Tuesday, February 05, 2008


This is the continuation for the Grammy award-winning post on Chinese New Year last year.

Here is the link to the previous post: Link 1

Year after year, people from around the world, mainly the Chinese, celebrates what they call the "Chinese New Year". Many of these people are superstitious, but, that is wrong. They are not superstitious, they are being practical. Sweeping the floor, opening of the windows, etc is actually useful before Chinese New Year.

1) Opening windows and/or doors is considered to bring in the good luck of the new year.

Duh! Of course. When you open the windows and doors, rich people such as Bill Gates are able to enter your house and give you money. They will also give you an Xbox360 along with Dead or Alive Extreme Beach Volleyball 2 and a three month subscription to Xbox Live. If the doors are closed...how the heck are these people going to give you good luck?

2) Sweets are eaten to ensure the consumer a "sweet" year.

If you eat sweets, your year would be "sweet". This pattern also leads to many other truths. If you eat Fish Curry, you will get a "Fish Curry" year. So, when Chinese New Year is coming, do not eat anything else but SWEETS.

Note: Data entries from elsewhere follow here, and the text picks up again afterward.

PR #3500, opened 2025-12-06
Maniacs Patch - ChangePictureId command + Pictures Inspector

jetrotal:
Had to put those two together because I needed one to test another

### Change Picture command:
Added support for the Maniac Patch ChangePictureId event command, enabling move, swap, and slide operations on picture IDs with error handling and sprite refresh logic. This replaces the previous stub implementation and ensures proper picture management for Maniac Patch compatibility.

Map for testing the command:
[Map0003.zip](https://github.com/user-attachments/files/23979021/Map0003.zip)

### Pictures Inspector:
Introduces a new debug scene and windows for viewing and inspecting active pictures and string windows. Updates scene and debug menu logic to support the new 'DebugPicture' scene, adds menu option, and implements detailed property display for both image and string pictures.

image


Ghabry:
The code actually looks fine to me. Only:

1. integrated the Picture Inspector better in the existing Debug UI
2. extracted these complex lambda functions into methods in the Picture class

Only have to test it *g*

Ghabry:
Testing some out of bounds stuff (as this is always the interesting part xD) I noticed some weird behaviours depending on whether src or dest are out of bounds.

Will document it when I fully understood it.

So this will take a bit longer to get everything right... Unexpected problems :cry:

Ghabry:
Works including all my tests concerning out of bounds and overlapping ranges.

Honestly this took again far too long to "review" (well, rewrite).

Turns out most of the code in Swap was unnecessary. It's enough to swap the two elements in the vector and then to adjust the IDs.

Move can be simplified by just doing a swap followed by deleting the one swapped with.

In general looking at the original code the AI is too afraid to just invent new API. Instead it hacks around by doing lots of function calls.

Ghabry (approved):
imo this is ok now

not reviewing the debug scene. Considering this is debug code I don't really care how its written (based on my tests it works)

Mimigris:
Checked a bit the Picture Inspector (will do later on ChangePictureID as it requires playing with the command), only thing I have to say so far is that the empty filename picture bug from RPG_RT that we partially support will not be correctly listed (listed in the list as undefined even if the picture still exists and is displayed).
As this only affects the wallpaper computer screen of Yume 2kki on its picture of ID 2 and the TestGame-2000, it may not be that big of a deal, but was still worth mentioning.

Mimigris:
Okay, finished testing the command I think.
The only issue I found is that the picture layer is not swapped along the picture.

More of a feedback on something else, but for the picture inspector, when the using the spritesheet feature, the first cell is displayed as 0, wouldn't it make more sense to have it be displayed as 1, as it seems to be how it is referred in RPG Maker? Or is it how it is internally referenced in the Player, and thus was simpler to implement this way?

screenshot_20260731_223504

Ghabry:
Internally the cell number is 0-based but the editor uses 1-based. 0 is usually more convenient for coding but non-coding humans are used to start counting with 1.

As this is user-facing it should be 1-based. I changed it.

Also renamed "Chroma" to "Transparent" as this is the term used everywhere. Also to nit-pick Chroma is not really the correct term here as this refers to "Chroma Keying" which is about background removal (typical application is a Green Screen).

Also removed the "GetPicInfo" commit concerning missing pictures. The SetPixel PR has a better fix and this will only cause conflicts.

Ghabry:
It feels abit like a waste of time as this command feels so useless but all test cases pass...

3) Some believe that what happens on the first day of the new year reflects the rest of the year to come. Asians will often gamble at the beginning of the year, hoping to get luck and prosperity.

Yes, what you do on the first day of the year will reflect the rest of the year to come. When Asians gamble at the beginning of the year, they get luck and prosperity. This also means that they will be gambling for 365 days straight without stopping, as they gambled on the first day of the year.

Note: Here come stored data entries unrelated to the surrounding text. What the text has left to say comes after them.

PR #3501, opened 2025-12-07
Maniacs Patch - SetPicturePixel Command + GetPictureInfo Update

jetrotal:
Another one that must come in pairs:

### SetPicturePixel Command

Implements the CommandManiacSetPicturePixel function to allow direct pixel manipulation of game pictures via event commands. Handles bitmap uniqueness, format conversion, and window picture detachment to ensure safe editing. Updates command dispatch logic and header declaration.

--------------------

### Update - GetPictureInfo (pixel data extraction)

Adds support for extracting raw pixel data from pictures, including window-type pictures with forced refresh. Optimizes out-of-bounds handling to preserve variable values and ensures only 32-bit bitmaps are processed. Existing logic for info types 0, 1, and 2 remains unchanged.

------------------------

TODO: 
- ~~Save persistence~~
- Few Quirks that I could not figure out, e.g.: 
      I assumed some opacity changes between maniacs and easyRPG were due to out of bounds color picking. But I was wrong, someone smarter than me could help me with that.

[Map0003.zip](https://github.com/user-attachments/files/24009634/Map0003.zip)


jetrotal:
Also supporting game Info pixels, test map:
[Map0003.zip](https://github.com/user-attachments/files/24064127/Map0003.zip)

Ghabry (approved):
To the surprise of noone there was no feedback from the community or the examples were such a brainfck that they needed 10 other features we dont support yet.

So the only two options we have are:

- Keep this in limbo forever
- yolo merge and then wait for people complaining in a few days because they found a bug in the feature

Mimigris:
> To the surprise of noone there was no feedback from the community or the examples were such a brainfck that they needed 10 other features we dont support yet.
> 
> So the only two options we have are:
> 
>     * Keep this in limbo forever
> 
>     * yolo merge and then wait for people complaining in a few days because they found a bug in the feature

I could try to find time during the week to test the commands if needed, once I'm done working on some other stuffs.

Is the SetPicturePixel command the one called `Edit  Picture(Tile)` in the editor, or is it another? As I'm not entirely up to date with the recent Maniac versions, that the vocabulary is sometimes not consistent and that some commands are locked behind TPC which forces looking for documentation, I'm not really familiar with that.

-------------------

About lacking feedback from the community on such pull requests, I think there are several things:
- More specific to this case, but due to being a Maniac patch feature, it can be hard to even understand how the command can be set and can be used (see my previous comment as an example).
- Just opening a pull request for a feature on GitHub does not attract a lot of people, as the only people that will become aware of this pull request are 1) people on Matrix or Discord, active or not, when backreading or reading messages, 2) people on IRC, if they are currently active when the pull request is created or updated, 3) people randomly browsing the pull requests of the GitHub, and 4) people that are subscribed to changes made to the EasyRPG Player repo. All of these options are limited, as only active people in the community will find it, and if there was a request for testers that was listed inside the pull request, it goes unseen unless you manually open the page.
- The fact you can test the pull requests is hard to see for a random user not familiar with GitHub, as you need to click on the "All checks have passed" button to reveal a list of platforms that the pull request was built for, and it is the only indication of that. This excludes de facto everyone not familiar enough with GitHub and with how the EasyRPG Player repository builds its versions for that.
- Lastly, even if a pull request is opened and is ready, it can be hard to really know if it is in a ready for testers state: there are a lot of different pull requests on the repository these days, all opened not set to WIP, some still requiring reviews for the idea if valid and some not, some made by AI that are sometimes held by glue meaning you do not even know if it is a pull request that will survive the basic review phase, making it harder for someone that wants to test to know if it is worth the effort or not.

If I had suggestions on what could be done to improve that, I think calls for testers could potentially be done:
- In the EasyRPG chat, when a feature is ready for testing; perhaps having a "wanted board" channel to list that users could be wanted for testing selected pull requests or features
- In nearby related Discord servers, such as the easyrpg channel of the RPG Maker 2003 Discord server or in the Maniac patch server (for the latter, if it is for a Maniac patch feature and that they see no issue with doing that over there)
- On our social networks (Bluesky, Fediverse, Twitter); as this last option aims at a broader audience, though, it may be more limited in scope (e.g. lot of Android users which may only be able to use the Player but not the editor), so it may only be doable for global changes that are more accessible for random users (doing tests this way would also require telling players where feedback can be given)

Perhaps having a tag for pull requests looking for testers could also be a thing, if it can help.

Mimigris:
Technically unrelated to this pull request, but the test case created by Jetrotal for testing this feature includes a Show String Picture command that displays the text `..\charset\actor1`, which makes the Player crash. Should this be adressed?

Mimigris:
It seems that using the command OutputImage with a string picture is now broken in this version and makes the Player crash.

Mimigris:
Behaviour of Get Picture Pixel Info for pictures that do not exist/no longer exist:

Maniac:
- Picture that has never existed: returns 0 for the pixels extracted
- Picture that has once existed but has been deleted: crashes

The Player currently crashes in both cases, may want to sanitise this to either throw a warning or consider the pixels returned to be 0 in both cases.

Mimigris:
All of the tests present in the test map sent by Jetrotal involved writing pixels over a string picture: none were conducted over normal pictures, and it seems that writing pixels on normal pictures currently does not work.
Between that and the various crashes involved, this pull request requires more work before being ready and being able to be fully tested.

Ghabry:
That reading from invalid picture seems to vary based on the MP version. For me it just does nothing in both cases. So lets ignore this...

Ghabry:
Fixed all these embarrassing crashes. Thanks for testing.

Normal picture editing one was also dumb: Forgot to assign the new bitmap xD

Mimigris:
At a quick glance, I still can't manage to make the feature work correctly with a picture, at least with the code I had set.
I had made a small test to run and edit a picture using a colour picker (see below), and it still seems to render as black in the Player.
image

You can find the program below if it can help (I'll try to go back to smaller tests/less convoluted tests later on to see how it works more simply):
[EditPictureTest.zip](https://github.com/user-attachments/files/30598966/EditPictureTest.zip)

Mimigris:
I'll check a bit more those commands tomorrow, but for now, from what I can see that makes my script not work:
- The spritesheet feature is ignored for the coordinates drawn (e.g. if you use the spritesheet feature to only keep the right part of the screen, the writing still starts on the inexisting top left in the Player, which is not the case in Maniac as it only writes on the existing part of the picture)
- For some reason the command seems to only work once per picture which makes it hard to use

(I'll also need to check how the alpha value works, as I think I did not understood that when making my example so the alpha value system may just not work)

Mimigris:
Output Image also seems to fail (no output done) if the picture was edited.

Mimigris:
Not fully tied to this pull request (can open a different issue if needed), but currently Output Picture also fails if done on a picture that was affected by the empty filename exploit.
Maniac seems to have gotten rid of the empty filename exploit, instead deleting the picture ID if called, so the empty filename part could also be disabled if done in a Maniac enabled game.

Ghabry:
This should work now but what I can already see in your test is that we handle the alpha value different: I consider the alpha value the transparency. Maniacs does nothing?!

Btw is the picture you load for testing with active transparency or opaque? Maybe this makes a difference?

Also I'm pretty sure that there are some cache invalidation problems: When a Picture has an effect e.g. Tone and you switch between has Tone and no Tone its possible that it operates on the wrong image but this needs checking :sweat_smile:

Mimigris:
> This should work now but what I can already see in your test is that we handle the alpha value different: I consider the alpha value the transparency. Maniacs does nothing?!

I'll investigate that later on to understand how it works, as I'm also struggling to understand how Maniac handles it so far.

> Btw is the picture you load for testing with active transparency or opaque? Maybe this makes a difference?

It has the property `Use Transparent Colour` ticked; at a first glance it seems Maniac just ignores the alpha value if it is not ticked, though this requires a bit more testing first.

Mimigris:
Did some tests with Get Picture Info: Pixel to familiarise with it in the meantime:
- Currently we lack all support on the effects flags (we always consider Get Picture Info: Pixel to not retrieve the effects; if ticked, it seems that Maniac takes into account colours changed led by Picture Tint and Screen Tint)
- Index 0 on a non-transparent picture should retrieve "no effect" and "effects" in the same way than "ignore alpha" and "effects, ignore alpha" rather than getting different values
- Index 0 on a transparent picture should retrieve the value in the same way than if ignore alpha was used normally on the colour, for all modes (currently it retrieves 0; it's the case you mentioned earlier due to library limitations)

Mimigris:
From what I understand of the Alpha value when editing a picture:
- If Alpha is set to 0 and that the picture has the transparent colour property, a transparent pixel is written (transparent as-in same as a index 0 pixel)
- If Alpha != 0 or that the picture does not has the transparent colour property, a normal pixel is written

In both cases, the pixel written keeps the written AARRGGBB value, even if storing its complete alpha value or colour data does not make sense for the edited pixel.

Ghabry:
Ah so this is probably the same behavior as when showing pictures: try loading a picture with semi transparent pixel. Easyrpg will correctly show them. Maniac considers them opaque

Mimigris:
Attempting to edit a picture affected by a picture tint seems to only work once (the picture needs to be set again to work with the command).

Ghabry:
Okay I'll fix all the tint stuff and then this should be good enough. Thanks

The bogus alpha blending is too costly to implement so I'll ignore this for now.
Could be emulated almost for free in the GPU branch though.

Mimigris:
Just to document out of range Edit Picture Maniac properties if needed at some point:
- If the X and/or Y parameter is negative, Maniac will not start writing from the negative coordinate but from the coordinate 0 of said coordinate, first writing the value 0 to the pixels of the area to write, then writing the actual pixels to write (actual pixels to write starting from their expected coordinate)
- If the X or Y parameter is over the picture size, as the writing will be out of the picture it will not matter
- If the width or height parameter is null or negative, there will be no area to draw -> nothing to do

Not much to see on Get Picture Info: Pixel, meanwhile, requesting pixel data from an out of range area will just not alter variables.

Mimigris:
Random weird Maniac behaviour, while editing pixels of a picture to use an alpha value of 1~127 is identical to using a negative alpha value, outputting them to a picture file will render them transparent (so difference between display and export).

Another thing just on our side, again against the empty filename feature, editing a picture that was affected by the empty filename feature does not work.

With that I think I tested everything I could think of for now with the feature.

Mimigris:
Hmmm, went on to test but this pull request currently breaks the command Get Picture Info: with the parameter Current Position, Current Size or the parameter Target Position, Target Size, retrieving Width and Height return 0 instead of the expected value, while for X, Y, Left, Top, Right, and Bottom, the parameters X, Left and Right return Center X, while the others return Center Y.

Ghabry:
Modifying pictures with effects should work now.

The Get Pic Info not working for effects is an oversight. Its just not implemented at all.

> Hmmm, went on to test but this pull request currently breaks the command Get Picture Info: with the parameter Current Position, Current Size or the parameter Target Position, Target Size, retrieving Width and Height return 0 instead of the expected value, while for X, Y, Left, Top, Right, and Bottom, the parameters X, Left and Right return Center X, while the others return Center Y.

Good catch. Somehow a bit of code was moved around a broke it.

Ghabry:
~~Retrieving the pixels with effects applied in GetPicInfo is now also working. This seems to be broking in Maniacs? I always get a black image back.~~

~~Well I implemented it in a way that makes sense for me. (For testing I grabbed pixel from a Tone modified image and then copied them over in a unmodified image)~~

Azure told me that you must "Wait 0" after Show Picture to get the effect applied.

> The moddified Bitmap is refreshed after Executing Event so it's not bug

> There's simply no data on the frame right after you use show picture 

Well I would object that it _is_ a bug because the behavior is not intuitive but okay.

---

(btw copying data from transparent areas behaves different in Maniac vs. EasyRPG. As already explained I will not fix this right now due to technical reasons)

Mimigris:
> Azure told me that you must "Wait 0" after Show Picture to get the effect applied.
> 
> > The moddified Bitmap is refreshed after Executing Event so it's not bug
> 
> > There's simply no data on the frame right after you use show picture
> 
> Well I would object that it _is_ a bug because the behavior is not intuitive but okay.

When I was pestering yesterday that the command didn't seemed to work, I was facing the exact same issue you mentioned here, as I was constantly asking while a picture was being created (so was too early to be able to retrieve the pixel).

Maniac would truly need to have an official complete documentation at some point to explain how commands *actually* work and should be used...

---

I tested now with the updated build, and while the Get Picture Info features now works, some of the Get Picture Info ones may be broken (I suppose it is tied to the edits you were making to implement effects), as I now encounter crashes.

Feel free to use this test case to test Get Picture Info, that's one I'm using and what currently crashes:
[EditPictureTest2.zip](https://github.com/user-attachments/files/30636244/EditPictureTest2.zip)

Ghabry:
The crash was because of a sanity check we do: Computing effects when no effect is active will abort the Player on purpose. It was never intended that this codepath is taken from the outside.

I refactored the Sprite code now to make this less error prone (and to grab less into implementation details which doesn't work properly anyway as we just noticed)

---

Modified your map to extract the RGBA values seperately. Also found a bug in our implementation of bitshift right (>>) function I fixed now:

[Map0025.zip](https://github.com/user-attachments/files/30657896/Map0025.zip)

---

What I usually see now is slight inaccuracies in the RGBA values (due to algorithmic differences in how the effect value is calculated).

Well and the extracting of values when alpha is used.

I don't consider this fixable in a reasonable time.

Mimigris:
> Modified your map to extract the RGBA values seperately. Also found a bug in our implementation of bitshift right (>>) function I fixed now:
> 
> [Map0025.zip](https://github.com/user-attachments/files/30657896/Map0025.zip)

While the script edit you made seems to work to retrieve values, it required some adjustments for the string picture display:
- The no effect values for RGB pointed to incorrect variables
- The display of the red and blue values were all reversed

Overall it seems to work greatly, and the commands seem to work properly outside of the cases mentioned (which should hopefully not matter much as long as developers using those commands only use those commands to read and write without doing any exact value check).

Ghabry:
Right the order is BGRA, not RGBA so the labels are wrong 😅

Ghabry:
Was there anything I forgot here? Otherwise would merge this now.

I only see the incorrect RGBA stuff but this was just visual in the test game so doesnt affect the PR.

Mimigris:
> Was there anything I forgot here?

From what I can tell, we have an incorrect handling of the transparency for Edit Picture: for Maniac, if the Alpha value is not ignored, set to 0, and the picture allows transparency, then it will write transparency, and otherwise will write a normal colour. Not being 1:1 with the range is not necessarily a big deal, as the alpha values -1 and 0 (which are the values you can get from the commands Get Picture Info and Get Game Info) are correctly handled, so as long as games use those values there will be no discrepancy, but as we ignore if a picture uses transparency to apply the parameter, it could more easily lead to inconsistencies during the application.

The other inaccuracies outside of that are just those mentioned previously (differently handling of picture transparency for Get Picture Info: Pixel, different pixels retrieved when a tint is applied), but as the graphical pixels retrieved will be close or identical, and that those would not be trivial to solve, I do not think it will cause a lot of issues.

Ghabry:
Also rechecked this now: Yeah except for these minor inaccuracies with the blend modes only transparency stuff appears to be broken due to how the renderer is implemented. Best here is opening a new issue about the wrong transparency handling with these commands and then lets merge this one :)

4) Buying a pair of shoes is considered bad luck amongst some Chinese. The word "shoes" is a homophone for the word for "rough" in Cantonese, or "evil" in Mandarin.

Also, buying clothes will also bring bad luck because the word "clothes" is a homophone for the word for "your-mother-die". When you buy clothes during the New Year, your mother will die.

5) Sweeping the floor is usually forbidden on the first day, as it will sweep away the good fortune and luck for the new year.

Instead, you should VACUUM the floor during the first day as it will COLLECT the good fortune and good fortune will be literally STORED in the VACUUM BAG. When you need good fortune, OPEN THE VACUUM BAG and the good fortune will COME OUT.


Then, eat the good fortune.

6) "Avoid clothes in black and white, as black is a symbol of bad luck, and white is a traditional funeral colour."

Learnt in primary 6, black surfaces is a good absorber of heat. When you wear black, there will be enough heat in the cloth to actually burn it and does, all your family members will die. Including you. Also, don not wear white. White surfaces are good reflectors of heat. When you reflect heat to your friends, your friends will catch fire, instantly killing them. Certainly.


7) Give oranges to your relatives.

Oranges looks like balls. Balls look like...you-know-what, it is the "thing" in between a man's legs. By giving oranges to your relatives, you are assuring them that they have balls and they can reproduce WITH THE HELP OF A FEMALE. As in the case for females, just give them a banana.


___________________

Alright, that is all for this year. Tune in next year for more!

Happy Chinese New Year everyone.
___________________

The Chinese New Year practices here are taken from wikipedia.org. Everything after the first sentence of every point is mine.